Lichtblicke für De Wever
Het Nieuwsblad glaubt, womöglich die Antwort zu kennen. "MR und CDH halten eine Regierung ohne die PS für denkbar", so die Schlagzeile im Innenteil. Für die N-VA bleibt damit die angestrebte Mitte-Rechts-Koalition machbar. Grundbedingung ist aber, dass die N-VA dafür einen angemessenen Preis zahlt. Und der ist ziemlich hoch, bemerkt Het Nieuwsblad.
Het Laatste Nieuws hebt seinerseits einen Satz des PS-Vorsitzenden Paul Magnette hervor.
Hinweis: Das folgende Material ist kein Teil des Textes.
PR #10139, opened 2025-10-02
wallet_rpc_server: add HTTP body size limit

Oblivionsage:
Sets `m_max_content_length` to `MAX_RPC_CONTENT_LENGTH` (1MB) to match the protection already implemented in `core_rpc_server.cpp` (line 427).

Without this limit, wallet RPC accepts unlimited HTTP body sizes which could lead to resource exhaustion issues.

**Testing:**
- Verified requests under 1MB work normally
- Verified requests over 1MB are rejected
- Behavior now consistent with core RPC server

Addresses private HackerOne security report

### DIFF
--- a/src/wallet/wallet_rpc_server.cpp
+++ b/src/wallet/wallet_rpc_server.cpp
@@ -398,6 +398,7 @@ namespace tools
     }
 
     m_net_server.set_threads_prefix("RPC");
+    m_net_server.get_config_object().m_max_content_length = MAX_RPC_CONTENT_LENGTH;
     auto rng = [](size_t len, uint8_t *ptr) { return crypto::rand(len, ptr); };
     return epee::http_server_impl_base<wallet_rpc_server, connection_context>::init(
       rng, std::move(bind_port), std::move(rpc_config->bind_ip),


vtnerd:
I don't understand, someone would run wallet-rpc-server and allow remote connections?

selsta:
@vtnerd we deemed that this is not realistically exploitable, but if it's easy to add a limit I don't see why we shouldn't add one

@Oblivionsage do you know if for example `import_key_images` is implemented with batching? Otherwise this request can easily surpass 1MB.

Oblivionsage:
@selsta Good point. I don't know if import_key_images has batching implemented . If legitimate use cases regularly exceed 1MB, we might need either:

1. A higher limit (like 10MB)
2. Per-endpoint limits instead of a blanket 1MB

Core RPC uses the same 1MB limit - not sure if they have similar issues with large legitimate payloads. What would you suggest? I can adjust the limit or make it configurable if needed

selsta:
A per-endpoint limit is overkill here... I would set it to 100MB.

Oblivionsage:
@selsta updated per feedback. Let me know if this looks good or needs any changes

selsta:
@Oblivionsage looks good, please squash

Oblivionsage:
done , thanks for the review @selsta

PR #10143, opened 2025-10-03
Daemon RPC: /getblocks.bin optional block_ids_exclusive req param

j-berman:
When the request includes `block_ids`, the daemon uses `find_blockchain_supplement` to identify the highest block hash passed in `block_ids` that the daemon also knows about, and then serves subsequent blocks contiguous to that block.

When `block_ids_exclusive` is false (default current behavior), the daemon includes the highest block requested in the response, in addition to contiguous blocks after it.

When `block_ids_exclusive` is true (new param), the daemon serves blocks starting from the block 1 higher than the highest known block included in `block_ids`. Thus, the daemon skips the common block known to the client and daemon. Clients can make sure the daemon is serving expected contiguous blocks to its highest known block by checking the first block's `prev_id` included in the response, and making sure it is equivalent to the block the client already knows about that was included in `block_ids`. This avoids the daemon serving 1 extra block it does not need to serve to the client, since the client should already know about that block.

_______

This optimization is used in the FCMP++ integration wallet2 refresh, implemented as part of this PR refactoring wallet2 refresh: https://github.com/seraphis-migration/monero/pull/81

### DIFF
--- a/src/cryptonote_core/blockchain.cpp
+++ b/src/cryptonote_core/blockchain.cpp
@@ -2736,17 +2736,18 @@ bool Blockchain::find_blockchain_supplement(const std::list<crypto::hash>& qbloc
 // find split point between ours and foreign blockchain (or start at
 // blockchain height <req_start_block>), and return up to max_count FULL
 // blocks by reference.
-bool Blockchain::find_blockchain_supplement(const uint64_t req_start_block, const std::list<crypto::hash>& qblock_ids, std::vector<std::pair<std::pair<cryptonote::blobdata, crypto::hash>, std::vector<std::pair<crypto::hash, cryptonote::blobdata> > > >& blocks, uint64_t& total_height, crypto::hash& top_hash, uint64_t& start_height, bool pruned, bool get_miner_tx_hash, size_t max_block_count, size_t max_tx_count) const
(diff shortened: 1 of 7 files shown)


iamamyth:
`skip_common_block` seems a rather long-winded synonym for `exclusive`.

j-berman:
> skip_common_block seems a rather long-winded synonym for exclusive.

Updated to use `_exclusive` in the latest instead

src/cryptonote_core/blockchain.cpp
```diff
@@ -2755,15 +2756,30 @@ bool Blockchain::find_blockchain_supplement(const uint64_t req_start_block, cons
...
+        blocks.clear();
+        return true;
+      }
+    }
   }
 
   db_rtxn_guard rtxn_guard(m_db);
   top_hash = m_db->top_block_hash(&total_height);
   ++total_height;
+  CHECK_AND_ASSERT_MES(total_height >= start_height, false, "chain height expected to be higher than start block");
```
iamamyth: Minor issue, but the message here doesn't match the assertion (ignores equality); suggest something like: Start height cannot exceed chain height.

iamamyth (approved):
Looks OK, apart from the (easily resolved) inaccuracy of the assertion message.

src/cryptonote_core/blockchain.cpp
j-berman: Actually it should really be `total_height > start_height`, good spot

j-berman: Fixed to check `total_height > start_height`

selsta (approved):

Der hatte fast schon beiläufig erklärt, dass es zwar wünschenswert sei, dass alle Regierungen über möglichst dieselben Mehrheiten verfügen, zwingend notwendig sei das aber nicht.
Gazet Van Antwerpen sieht darin einen Lichtblick für Bart De Wever. Es mag so aussehen, als könnte sich die PS notfalls damit abfinden, nur in den Regionen Brüssel und Wallonie zu regieren. Die zweite Entwicklung, die für De Wever die Erfolgschancen vergrößern könnte: In der Deutschsprachigen Gemeinschaft wurde die Schwesterpartei der CDH einmal mehr ins Abseits gestellt, unter anderem von den Sozialisten. Das kann dafür sorgen, dass sich die CDH aus dem Windschatten der PS löst uns sich abnabelt. Eins ist sicher: Der Poker hat gerade erst begonnen.
BNP Paribas Fortis ins Fadenkreuz
"BNP-Paribas: Monster-Geldbuße lässt um Dividende bangen", so die Schlagzeile von L'Echo. Die französische Großbank BNP-Paribas könnte in den USA eine Geldbuße von zehn Milliarden Dollar aufgebrummt bekommen. Die Bank soll die amerikanische Embargo-Politik unterlaufen haben. Demnach hat sie Geschäfte mit Ländern gemacht, die auf der Schwarzen Liste standen. Sollte die Monstergeldbuße tatsächlich verhängt werden, dann müssten die Anleger wohl auf ihre Dividenden verzichten, orakeln L'Echo und auch Het Nieuwsblad. Dabei nicht vergessen: Der belgische Staat ist einer der größten Einzelaktionäre. Im vergangenen Jahr hat Belgien dafür 192 Millionen Euro kassiert.
"Hat der Staat da auf das falsche Pferd gewettet?", fragt sich L'Echo in seinem Leitartikel. Noch vor einiger Zeit hätte Belgien seine BNP Paribas-Aktien gewinnbringend verkaufen können. Jetzt ist der Kurs auf Talfahrt. Von den ausbleibenden Dividenden ganz zu schweigen.
Die Bankenwelt scheint immer noch nicht verstanden zu haben, wettert Le Soir in seinem Leitartikel. Und selbst die Vertreter des Staates in den Verwaltungsräten scheinen es nicht zu schaffen, die Finanzwirtschaft zu bändigen.